ERS released US cheese domestic commercial disappearance for 2021 at 13 billion pounds and 2.95% more than 2020 after adjusting for leap day. December 2021 domestic commercial disappearance was 1.09 billion pounds and 1.1% higher than the previous year. Combined with exports – that was strong demand in 2021.

Butter Market

CME spot butter markets turned about this week with prices moving swiftly lower throughout the week. Prices peaked at $2.86/lb after a stronger Global Dairy Trade (GDT) performance on Feb. 15. After that prices turned lower ending Friday at $2.69/lb. In the end, CME butter averaged $2.765/lb 18.3¢ higher than the previous week. Butter volatility is expected to remain throughout this year – with expectations that markets could become more active once the new crop year starts in March. For now, the cream is available at reasonable prices to butter churns. While processors are actively churning there are few reports, if any, of processors offering considerable amounts of butter suggesting that most are comfortably committed. There are some offers, but that appears to be market-driven as few want to put butter into cold storage above $2.80 given current futures markets. After 2022 butter futures jumped above the $2.50 mark in most months, prices eased into the end of the week. That said, 2H 2022 futures are modestly higher than the past few weeks.

ERS released US butter domestic commercial disappearance for 2021 at 2.14 billion pounds and 2.66% more than 2020 after adjusting for leap day. December 2021 domestic commercial disappearance was 193.8 billion pounds and 6.3% higher than the previous year. Those were the remarkable end-of-year gains compared to the previous year suggesting some foodservice improvements could be helping.

EU27 December 2021 butter production, excluding Spain, totaled 365 million pounds and 5.8% less than the previous year, but 3.7% more than November 2021. Belgium and the Netherlands led the declines – dropping 70% and 46%, respectively. Performance for other nations was mixed and hovering near unchanged Given butter/SMP returns compared to WMP it makes sense processors are switching product mix. That could permit US butterfat exports to continue throughout 2022 as there is less supply coming from Europe – a factor that could influence 2022 prices.

NDM/SMP

After the higher GDT performance for SMP and WMP on February 15, CME spot NDM prices lifted to $1.90/lb for the first time since 2014. Prices settled back by the end of the week with NDM averaging $1.8820/lb up 1.6¢ compared to the previous week. US spot prices closed the gap on EU and NZ prices this week – a position that makes US milk powder comparatively more expensive once adjusting for currency and shipping costs.
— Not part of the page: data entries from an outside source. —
PR #593, opened 2015-08-28
fix(HTTPError): add Vary header to default error serializer

dracos:
The default error serializer can return JSON or XML depending upon the Accept header, so include this in the response's Vary header so that proxies and caches do not potentially serve the wrong representation.

This commit adds a resp argument to the error serializer, which will break existing serializers.

(I did wonder about putting the header addition in api.py, if body is not None, so as not to affect the parameters to the serializer, but a custom serializer may not want/need to have any change to the Vary header.)

### DIFF
--- a/falcon/api.py
+++ b/falcon/api.py
@@ -12,6 +12,7 @@
 # See the License for the specific language governing permissions and
 # limitations under the License.
 
+import inspect
 import re
 import six
 
@@ -413,7 +414,7 @@ class API(object):
         `to_json()` and `to_dict()`, that can be used from within
         custom serializers. For example::
 
-            def my_serializer(req, exception):
+            def my_serializer(req, resp, exception):
                 representation = None
 
                 preferred = req.client_prefers(('application/x-yaml',
@@ -425,8 +426,8 @@ class API(object):
                     else:
                         representation = yaml.dump(exception.to_dict(),
                                                    encoding=None)
-
-                return (preferred, representation)
+                    resp.body = representation
+                    resp.content_type = preferred
 
         Note:
             If a custom media type is used and the type includes a
@@ -437,16 +438,15 @@ class API(object):
 
         Args:
             serializer (callable): A function taking the form
-                ``func(req, exception)``, where `req` is the request
-                object that was passed to the responder method, and
-                `exception` is an instance of ``falcon.HTTPError``.
-                The function must return a ``tuple`` of the form
-                (*media_type*, *representation*), or (``None``, ``None``)
-                if the client does not support any of the
-                available media types.
+                ``func(req, resp, exception)``, where `req` is the request
+                object that was passed to the responder method, `resp` is
+                the response object, and `exception` is an instance of
+                ``falcon.HTTPError``.
 
         """
 
+        if len(inspect.getargspec(serializer).args) == 2:
+            serializer = helpers.wrap_old_error_serializer(serializer)
         self._serialize_error = serializer
 
     # ------------------------------------------------------------------------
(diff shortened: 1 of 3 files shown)


kgriffs:
Hi dracos, thanks for catching this and proposing a fix!

With this patch, the manipulation of the `Response` object is split between `API._compose_error_response` and the serializer itself; I wonder if it would make sense to either move the logic for setting the body and content type to the serializer, or conversely having the serializer return a flag indicating whether `API._compose_error_response` should set the Vary header.

What do you think?

dracos:
The first option sounds a bit clearer to me, in that it is the serializer deciding what the body/content-type should be, but on the other hand the second would be possible to implement without breaking existing custom serializers and also makes sense, keeping all the response stuff together as you say.

Another option I've just thought of, which is an expanded version of your second option: the serializer could return headers and body, rather than just "content type header" and body (I don't know if a custom serializer would ever want to change another header, but it seems possible?). `resp` wouldn't need to be passed in, and I think you could also do it safely without breaking any existing custom serializers, by maintaining the content type return parameter. I've implemented that as a second commit in this PR to see what you think.

falcon/api.py
```diff
@@ -418,14 +418,17 @@ def my_serializer(req, exception):
                 preferred = req.client_prefers(('application/x-yaml',
                                                 'application/json'))
 
+                headers = []
+
                 if preferred is not None:
+                    headers.append(('append', 'Vary', 'Accept'))
```
kgriffs: Having to specify 'append' seems a bit clunky to me and would require additional documentation to explain. I'm starting to wonder if it would be more straightforward, after all, to just manipulate `resp` directly.

What if we were to go back to passing in `resp` and move the logic for setting the body and content type into the serializer itself? In order to avoid breaking existing serializers, we could introspect the `serializer` passed into `set_error_serializer()` and wrap it in a shim if it does not have a `req` arg.

dracos:
"What if we were to go back to passing in resp and move the logic for setting the body and content type into the serializer itself? In order to avoid breaking existing serializers, we could introspect the serializer passed into set_error_serializer() and wrap it in a shim if it does not have a req arg." - I have rebased and hopefully implemented this, it appears to work successfully, hope that's helpful.

falcon/api_helpers.py
```diff
@@ -121,9 +116,29 @@ def default_serialize_error(req, exception):
             preferred = 'application/xml'
 
     if preferred is not None:
+        resp.append_header('Vary', 'Accept')
         if preferred == 'application/json':
             representation = exception.to_json()
         else:
             representation = exception.to_xml()
+        resp.body = representation
```
kgriffs: Nit: I think adding a blank line above L124 would aid in readability.

falcon/api_helpers.py
```diff
@@ -121,9 +116,29 @@ def default_serialize_error(req, exception):
...
+        resp.content_type = preferred
+
+
+def wrap_old_error_serializer(old_fn):
+    """Wraps an old-style error serializer to add body/content_type setting.
+
+    Args:
+        fn: Old style error serializer
```
kgriffs: "fn" ==> "old_fn"

kgriffs: "Old style" ==> "Old-style"

tests/test_httperror.py
```diff
@@ -317,6 +317,57 @@ def _check(media_type, deserializer):
         # _check('application/x-yaml', yaml.load)
```
kgriffs: TBH, I don't recall why this was commented out. It probably makes sense to uncomment it, and also add this check below.

falcon/api_helpers.py
```diff
@@ -121,9 +116,29 @@ def default_serialize_error(req, exception):
             preferred = 'application/xml'
 
     if preferred is not None:
+        resp.append_header('Vary', 'Accept')
```
kgriffs: Please add a test to ensure this header is set when the default serializer is used.

kgriffs:
@dracos This looks great! Just a few minor things to address (comments inline).

falcon/api_helpers.py
dracos: Have added an assertIn to the `test_base_class`. And dealt with all the other comments; have done it as a fixup commit so it’s easy to compare, let me know if you’d like me to rebase/squash it first.

kgriffs: Awesome, this looks great! As a final step would you mind rebasing on master and squashing down to a single commit?

dracos:
Rebased/squashed :)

Presently, there is still good demand from the Middle East and Southeast Asia that is helping to offset slower sales to China. At the same time, most nations are making less NDM/SMP opting to make cheese with limited milk supplies. Seasonally, Northern Hemisphere production should increase, but there is no guarantee that NDM/SMP production could be more than a year ago. Class IV and NDM futures appear to reflect that reality suggesting the Class II and IV skim-solids could be extremely high for most of the year and nearly double the last five years.
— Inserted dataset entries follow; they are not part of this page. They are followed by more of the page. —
PR #594, opened 2015-09-01
feat(falcon.testing): Testing infrastructure for Falcon Middleware

BenjamenMeyer:
Added a new testing object - `MiddlewareMock` - for developers to use
for testing their implementations of Falcon Middleware objects. The
`MiddlewareMock` allows a developer to unit test the specific parts
of the middleware in a uniform, reliable manner without having to
rebuild all the required infrastructure to do for every test. Further
it maintains the built infrastructure to be able to allow a developer
to test the stages in successive order.

As part of this work, an instance of the `MiddlewareMock` object is
added to the `falcon.testing.base.TestBase` class so it is easily
available, and clearly distinguishable from the `StartResponseMock`


BenjamenMeyer:
I'll add a fix for the code coverage. FYI - it passed ```tox``` locally. I wonder if there's a way to check it the same way as ```tox``` never really complained about code coverage...

falcon/testing/smmock.py
```diff
@@ -0,0 +1,139 @@
...
+
+        # validate that self.response is an instance of falcon.Response
+        # or reset it
+        if self.response is not None:
+            if not isinstance(self.response, Response):
+                self.response = None
+        if self.response is None:
+            self.response = Response()
+
+    def simulate_process_request(self, **kwargs):
```
kgriffs: I'm a little leery of these methods, since they are a reimplementation of what falcon.API actually does, with the potential for them to get out of sync over time. It seems like it would be safer to test middleware directly against the falcon.API implementation.

BenjamenMeyer: How do isolate a middleware test to verify it is a bug in just the middleware?

Testing the middleware using the full falcon.API seems at least to me to be an integration test instead of a unit test which is the purpose of these additional functions.

kgriffs: I understand the value proposition, but I think we need to find a way to maybe factor out the middleware logic from the API class so that it could be driven directly from a test.

BenjamenMeyer: Sorry for the delayed response...

So, essentially you would prefer to have a new class in `falcon` proper that would handle the middleware functionality which is then used by the `falcon.API` and can also be used directly in the tests to do the validation. That shouldn't be too hard, let me think that through and I'll see what I can do.

BenjamenMeyer:
Opened https://github.com/falconry/falcon/issues/837 to discuss the matter at large. If the change is too drastic from this, then I'll close this PR and do the work in another one.

falcon/testing/smmock.py
kgriffs: Yeah, the middleware processing in falcon.API could use an overhaul anyway, since the way we handle exceptions isn't completely correct; we should be able to handle multiple exceptions raised, vs. only retrying once (see also: https://github.com/falconry/falcon/pull/745#discussion_r59302802).

I may try to tackle said overhaul unless you've got some bandwidth to tackle it over the next few weeks. Just let me know, thanks!

BenjamenMeyer: I've been busy with RCBU API v1 :arrow_right: v2 migration stuff; so not sure when I'll have bandwidth at the moment. I'll be happy to collaborate in some form though - reviews, discussions, etc.

kgriffs: For 1.1 I overhauled the processing logic. Do you want to take a look at the latest code to see if it would make sense and not significantly degrade performance to factor out the handling logic so it could be used in tests more directly?

kgriffs: I'm going to go ahead and close this PR for now while we work out how we want to proceed.

kgriffs:
I'm going to go ahead and close this PR for now while we work out how we want to proceed.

US NDM domestic commercial disappearance was 665.5 million pounds – 23.8% less than the previous year after adjusting for leap day. Most of the declines would come from the dairy use category. That data suggests that a slowdown in exports could cause products to back up quickly. Given the higher value of Class IV SNF, cheese processors are unlikely to standardize cheese vats with NDM this year as it would cost more than Class III skim milk.

Whey & Lactose Products

CME whey markets reached a level that has brought sellers to the market. This week 13 loads traded, higher than the 10 the previous week. The increased selling interest seems to be moderating markets somewhat. CME whey averaged 81.7¢, 1.6¢ less than the previous week. Still, Dairy Market News (DMN) prices are still rising. Central mostly whey prices averaged 80.1¢ this week – 0.85¢ higher than the prior week. Central mostly whey prices drive most of Class III other solids value suggesting for now that NDPSR whey prices could continue to track higher. WPC80 and WPI90 demand has been driving markets higher and keeping whey production somewhat limited – but given spot whey above 80¢ the WPC80 markets are compressing. That could incentivize some processors to temporarily shift whey solids to sweet whey powder production to 1) take advantage of the higher spot prices and 2) slow the upward trajectory of WPC80 costs.